The Planning Commission held a public hearing, and the cooperative's site plan and special land-use application were approved, effective June 22, 2010. On about September 2, 2010, the county's employees "observed the cooperative constructing a new addition to the east side of its main processing plant," an activity not part of the approved site plan. Thus, the county issued another stop-work order on September 17, 2010. In a letter dated September 21, 2010, the cooperative indicated that it would comply with the order pending the outcome of the instant case. Yet, the county's employees again observed unpermitted construction, including the "installation of exterior windows," "painting of the exterior," and "installation of a new boiler, for which County inspection has been requested." On October 12, 2010, the county issued the cooperative a citation for violating the stop-work order.
The cooperative stated during the summary-disposition hearing that this second construction was "a two-sided addition to a building where a snowplow is being housed to get it out of the weather and a boiler was installed to provide heat to an adjoining building."

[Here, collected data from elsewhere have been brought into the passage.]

Issue #2122, opened 2025-09-04
Build failure with token-cell 1.6.0 - zenoh-keyexpr has breaking borrowing errors


nisseknudsen:
### Describe the bug

zenoh 1.5.0 fails to compile when using token-cell 1.6.0 (released September 2, 2025). The issue occurs in `zenoh-keyexpr` with numerous borrowing/mutability errors related to `TokenCell::get()`.

### To reproduce

1. Create a new project with `zenoh = "1.5.0"`
2. Delete `Cargo.lock` if present
3. Run `cargo build`

*Expected behavior*: Build succeeds
*Actual behavior*: Build fails with multiple errors in `zenoh-keyexpr-1.5.0/src/keyexpr_tree/arc_tree.rs` and related files:

- `error[E0596]: cannot borrow as mutable`
- `error[E0596]: cannot borrow data in an Arc as mutable`
- Issues with `TokenCell::get()` and `Arc<TokenCell<...>>`

*Workaround*: Pin token-cell to 1.5.0 in Cargo.toml:

```toml
[dependencies]
zenoh = "1.5.0"
token-cell = "=1.5.0"
```

### System info

zenoh version: 1.5.0
rustc version: 1.88

Can repro on both MacOS (aarch64) and Ubuntu 24.04 (x86_64)

evshary:
Hi @nisseknudsen 

Thank you for reporting the issue. This is because of the breaking change in `token-cell` 1.6.0.
If you don't have `Cargo.lock`, it will use the latest version of `token-cell` below the `2.0.0`
Now `token-cell` bumps to `2.0.0`, and `1.6.0` is yanked, so it will not be an issue anymore.
Please let me know if you still face the issue.

PR #2123, opened 2025-09-04
Fix the token-cell version.

evshary:
~~As https://github.com/eclipse-zenoh/zenoh/issues/2122 reported, bumping `token-cell` to 1.6.0 will break the build process.~~
~~I submitted a fix to upstream (https://github.com/p-avital/token-cell-rs/pull/4), but I think we should fix the version for the time being.~~

I've bumped the version to 2.0.0 now, ~~but it might still cause issues if users build the old version without `Cargo.lock`.~~

`token-cell` is yanked now, and it should not be an issue anymore.

### DIFF
--- a/.github/workflows/ci.yml
+++ b/.github/workflows/ci.yml
@@ -187,14 +187,8 @@ jobs:
       - name: Check unused dependencies
         run: cargo machete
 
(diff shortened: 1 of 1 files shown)


evshary:
Will be addressed there
https://github.com/eclipse-zenoh/zenoh/pull/2126

PR #2133, opened 2025-09-08
add missing impl for PosixShmProviderBackendTalcBuilder

wyfo:


wyfo:
After discussion with @yellowhatter, this is intended to not have the builder consuming the `MemoryLayout`, which doesn't implement `Copy`.

PR #2135, opened 2025-09-08
Fix treatment of complete field for same ke queryable on the same face

### LINKED ISSUE #1616: QueryableInfoType.complete is not properly used for queryables with identical key expressions on the same face.
### Describe the bug

QueryableInfoType.complete (in SessionContext and other structs) is not properly updated when declaring/undeclaring queryables if more than one queryable with the same key expression is declared for the same face.  I.e on declaration of new queryable the .complete field is just overwritten to correspond to that of newly declared queryable, and when undeclaring queryable, this field is ignored if there are still remaining queryable with the same key expression.

### To reproduce

The bug is easy to reproduce when using querier matching status/listener api introduced by #1591. 
1. declare incomplete queryable on "some/keyexpr"
2. declare complete queryable on same keyexpr
3. declare complete querier on same keyexpr
4. undeclare complete queryable
5. matching status for querier will be true (despite the fact that the only remaining queryable is incomplete)

### System info

any

DenisBiryukov91:
Fixes #1616

### DIFF
--- a/zenoh/src/net/routing/dispatcher/resource.rs
+++ b/zenoh/src/net/routing/dispatcher/resource.rs
@@ -163,6 +163,25 @@ impl SessionContext {
             e_interceptor_cache: InterceptorCache::empty(),
         }
     }
+
+    pub(crate) fn remove_queryable(&mut self, complete_only: bool) {
+        if let Some(q) = &mut self.qabl {
+            if complete_only {
+                q.complete = false;
+            } else {
+                self.qabl = None;
+            }
+        }
+    }
+
+    pub(crate) fn add_queryable(&mut self, q_info: &QueryableInfoType) {
+        if let Some(q) = &mut self.qabl {
+            q.complete = q.complete | q_info.complete;
+            q.distance = q.distance.min(q_info.distance);
+        } else {
+            self.qabl = Some(*q_info);
+        }
+    }
 }
 
 /// Global version number for route computation.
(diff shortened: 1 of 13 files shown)


zenoh/src/net/routing/dispatcher/resource.rs
```diff
@@ -178,6 +178,15 @@ impl SessionContext {
     }
 }
 
+pub(crate) fn merge_qabl_infos(
+    mut this: QueryableInfoType,
+    info: &QueryableInfoType,
+) -> QueryableInfoType {
+    this.complete = this.complete || info.complete;
+    this.distance = std::cmp::min(this.distance, info.distance);
```
OlivierHecart: As you suggested in another discussion it would be better to keep the smallest distance of the completes Queryables if there are some.

```suggestion
    this.distance = match (this.complete, info.complete) {
        (true, true) | (false, false) => std::cmp::min(this.distance, info.distance),
        (true, false) => this.distance,
        (false, true) => info.distance,
    };
```

zenoh/src/net/routing/dispatcher/resource.rs
```diff
@@ -178,6 +178,15 @@ impl SessionContext {
     }
 }
 
+pub(crate) fn merge_qabl_infos(
```
OlivierHecart: I would move both those changes (`merge_qabl_infos` and `update_queryable_info`) in dispatcher/queries.rs.

zenoh/src/net/routing/dispatcher/resource.rs
DenisBiryukov91: done

zenoh/src/net/routing/dispatcher/resource.rs
DenisBiryukov91: done

PR #2136, opened 2025-09-09
rework shm API and implementation

wyfo:


commons/zenoh-shm/src/api/provider/memory_layout.rs
```diff
@@ -149,87 +158,42 @@ impl TryFrom<(usize, AllocAlignment)> for MemoryLayout {
...
+    pub fn for_value(_: &T) -> Self {
+        Self::new()
     }
 }
 
-/// A statically-known layout WITHOUT type information.
-///
-/// Statically-known layouts are always correct, zero-sized & zero-cost.
-#[zenoh_macros::unstable_doc]
-pub struct StaticLayout<T> {
```
yellowhatter, line 208: `StaticLayout` was needed to express "allocate me untyped buffer with size and alignment similar to T"
AFAIU there is no more way to do that

wyfo: Yes there is: you can allocated a typed buffer and then retrieve the inner untyped buffer.

yellowhatter: Okay, I see, nice way to simplify

wyfo: Simplification was indeed the goal.

yellowhatter:
One more thing, there is no way to make things like this:
```
let comprehensive =
                PosixShmProviderBackend::builder(TypedLayout::<SharedByteData>::new()).wait()?;
```
In other words, I want to create a provider to fit one exact big structure to use it then. This is the exact case of "SHM channel" usecase and already used in in @kydos 's zshm example

wyfo:
As discussed `PosixShmProviderBackend::builder(MemoryLayout::for_type::<SharedByteData>())` does the job.

PR #2138, opened 2025-09-10
fix(links): correct IPv6 address parsing for TLS and QUIC locators

steils:
TLS and QUIC protocols sent malformed IPv6 locators like "tls/[:7447" instead of "tls/[::1]:7447" in HELLO messages due to incorrect string formatting in `get_*_host()` functions.
It's working correctly for TCP and UDP though.

Fix it by replacing manual formatting with `local_addr.to_string()` as in TCP and UDP.


wyfo:
Just use `rsplit_once`  instead of `split` in host computation

wyfo:
In fact, I'm stupid, `rsplit` alone was better than `rsplit_once`.

PR #2146, opened 2025-09-15
add stats per key interceptor

wyfo:
I chose in the end to use an interceptor instead of reusing the existing stat incrementing code because it was a lot easier to reuse the interceptor caching system than build a new one (that must support runtime invalidation and regeneration).


wyfo:
Superseded by #2284

PR #2147, opened 2025-09-15
MatchingListener deadlock regression test

OlivierHecart:
A test that would hang without this merged PR: https://github.com/eclipse-zenoh/zenoh/pull/2124

### DIFF
--- a/zenoh/tests/matching.rs
+++ b/zenoh/tests/matching.rs
@@ -240,3 +240,28 @@ async fn zenoh_publisher_matching_status() -> ZResult<()> {
     zenoh_publisher_matching_status_inner(Locality::SessionLocal, false).await;
     Ok(())
 }
+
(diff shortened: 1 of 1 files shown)


zenoh/tests/matching.rs
```diff
@@ -240,3 +243,32 @@ async fn zenoh_publisher_matching_status() -> ZResult<()> {
...
+            .declare_querier("zenoh_matching_listener_drop_deadlock")
+            .await
+            .unwrap(),
+    );
+    let matching_listener = querier
+        .matching_listener()
+        .callback({
+            let querier = querier.clone();
+            move |_| {
+                querier.key_expr();
```
DenisBiryukov91: maybe `println!(querier.key_expr())` to ensure that it is not being optimized out by compiler ?

DenisBiryukov91 (approved):

PR #2149, opened 2025-09-16
Fix `get_interface_names_by_addr` implementation for IPv4-mapped IPv6 addresses

### LINKED ISSUE #2143: Interfaces in `access_control` doesn't work
### Describe the bug

`access_control` works well when the subject doesn't include `interfaces`.
However, when we add `interfaces`, then the `access_contol` will become invalid.

### To reproduce

1. Run the router with the following config (You can list all the interfaces you have).

```json5
access_control: {
  "enabled": true,
  "default_permission": "allow",
  "rules":
  [
    {
      "id": "rule1",
      "messages": [
        "put", "delete", "declare_subscriber",
        "query", "reply", "declare_queryable",
        "liveliness_token", "liveliness_query", "declare_liveliness_subscriber",
      ],
      "flows":["egress","ingress"],
      "permission": "deny",
      "key_exprs": [
        "camera/points"
      ],
    },
  ],
  "subjects":
  [
    {
      "id": "subject1",
      "interfaces": [
        "lo0",
        "en0",
      ],
    },
  ],
  "policies":
  [
    {
      "id": "policy1",
      "rules": ["rule1"],
      "subjects": ["subject1"],
    },
  ]
},
```

2. Run `z_pub -k "camera/points"`

3. Run `z_sub -m client -k "camera/points"`

4. You can see that z_sub can receive the data. If we remove `interfaces`, then z_sub will not receive anything.

### System info

Ubuntu: 22.04
Zenoh commit: 5ea9d618035f302603e582e26616a1e1811207c4

oteffahi:
This PR fixes an issue with interface name lookup when the address is an IPv4-mapped IPv6 address.
This notably occurs when connecting to an IPv6 listener (ex: `tcp/[::]:7447`) via an IPv4 endpoint.

Closes #2143

### DIFF
--- a/zenoh/tests/acl.rs
+++ b/zenoh/tests/acl.rs
@@ -77,6 +77,13 @@ async fn test_acl_liveliness() {
     test_liveliness_deny_allow_query(27450).await;
 }
 
+#[tokio::test(flavor = "multi_thread", worker_threads = 4)]
+async fn test_acl_interface_names() {
+    zenoh::init_log_from_env_or("error");
+
+    test_pub_sub_network_interface(27451).await;
+}
+
 async fn get_basic_router_config(port: u16) -> Config {
     let mut config = Config::default();
     config.set_mode(Some(WhatAmI::Router)).unwrap();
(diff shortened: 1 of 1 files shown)


evshary (commented):
I'm just wondering how the test can help us catch the issue.
Perhaps, we should have two cases: One is using `lo`, and we can receive the data; another one is `ethx` (or any other name), and we can't receive the data.

oteffahi:
> I'm just wondering how the test can help us catch the issue. Perhaps, we should have two cases: One is using `lo`, and we can receive the data; another one is `ethx` (or any other name), and we can't receive the data.

The issue in question was that no interface was returned for the transport in question, so it wouldn't even match the loopback interface if the issue is present. I think the test added covers this case. If I'm missing something please elaborate.

PR #2152, opened 2025-09-19
Fix bug leading to reliable messages drop when sent along best effort messages

wyfo:
zenoh-buffers traits were implemented on mutable reference instead of the type itself, which is an anti-pattern and prevented to use `FrameReader<ZSlice>` (and `FrameReader<&mut ZSlice>` doesn't work for lifetime reasons). That's why I've rewritten them.

### DIFF
--- a/commons/zenoh-buffers/tests/readwrite.rs
+++ b/commons/zenoh-buffers/tests/readwrite.rs
@@ -30,6 +30,7 @@ const WBSN: [u8; 4] = [u8::MAX, u8::MAX, u8::MAX, u8::MAX];
 macro_rules! run_write {
     ($buffer:expr) => {
         println!(">>> Write");
+        #[allow(unused_mut)]
         let mut writer = $buffer.writer();
 
         writer.write_u8(WBS0).unwrap();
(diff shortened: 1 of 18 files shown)


commons/zenoh-buffers/tests/readwrite.rs
```diff
@@ -30,6 +30,7 @@ const WBSN: [u8; 4] = [u8::MAX, u8::MAX, u8::MAX, u8::MAX];
 macro_rules! run_write {
     ($buffer:expr) => {
         println!(">>> Write");
+        #[allow(unused_mut)]
```
OlivierHecart, line 33: Why not remove the mut ?
(Same below)

examples/examples/z_put.rs
```diff
@@ -27,7 +31,18 @@ async fn main() {
 
     println!("Putting Data ('{key_expr}': '{payload}')...");
     // Refer to z_bytes.rs to see how to serialize different types of message
-    session.put(&key_expr, payload).await.unwrap();
+    for i in 0..usize::MAX {
```
OlivierHecart: The `z_put` example should remain "1 shot".
(Btw, the `if i % 2` thing is an interesting test but has nothing to do in an example imho)

commons/zenoh-buffers/tests/readwrite.rs
wyfo: Because it won't compile. The macro is used with different types, some do require `mut`, other don't.

examples/examples/z_put.rs
wyfo: It's an unwanted committed file... my bad.

PR #2153, opened 2025-09-19
pin toml_parser dependency for 1.75 compatibility

wyfo:


commons/zenoh-pinned-deps-1-75/Cargo.toml
```diff
@@ -40,6 +40,7 @@ potential_utf = "=0.1.0"
 static_init = "=1.0.3"
 time = "=0.3.41"
 tinystr = "=0.8.0"
+toml_parser = "1.0.2"
```
OlivierHecart:
```suggestion
toml_parser = "=1.0.2"
```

On September 24, 2010, the cooperative moved the trial court for summary disposition under both MCR 2.116(C)(8) and (C)(10). The cooperative argued that (1) its use of the subject property was as a "farm" and not an "agribusiness" and, therefore, that it was not subject to the special land-use zoning requirements; (2) its operations were exempt under the RTFA from all zoning and building requirements; and (3) it was entitled to costs and attorney fees under the RTFA. The county answered and argued that it was entitled to summary disposition under MCR 2.116(I)(2). The county asserted that (1) building permits were required for all of the cooperative's structures; (2) the cooperative was an "agribusiness" and, thus, subject to special land-use zoning requirements; (3) the cooperative was not protected by the RTFA and, even if it was, the special land-use requirements still apply; and (4) the cooperative was expressly subject to local zoning ordinances under the Michigan Agricultural Processing Act (MAPA), MCL 289.821, et seq. The trial court heard oral argument, during which the parties agreed that the October 12, 2010, citation against the cooperative would be held in abeyance pending the court's ruling.
On December 15, 2010, the court granted the cooperative's motion for summary disposition and awarded the cooperative costs and attorney fees. The court held as follows:
It is the determination of this Court that Defendant's new warehouse and addition on the east side also is a protected activity under the Right to Farm Act.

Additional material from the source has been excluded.